Your goal | From the first line to the last, reproduce the records exactly as they appear below.

Supplied information Start Marker

PR #1890, opened 2020-10-26
Correct the formula of BRDF

06wj:


emackey:
@proog128 Ok to merge this?

proog128:
Yes, thank you!

emackey:
Note: There's an AsciiDoctor conversion of this README underway now.  We should double-check that this change makes it into the converted document, once that's available.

Supplied information End Marker

Exercise solution |
PR #1890, opened 2020-10-26
Correct the formula of BRDF

06wj:


emackey:
@proog128 Ok to merge this?

proog128:
Yes, thank you!

emackey:
Note: There's an AsciiDoctor conversion of this README underway now.  We should double-check that this change makes it into the converted document, once that's available.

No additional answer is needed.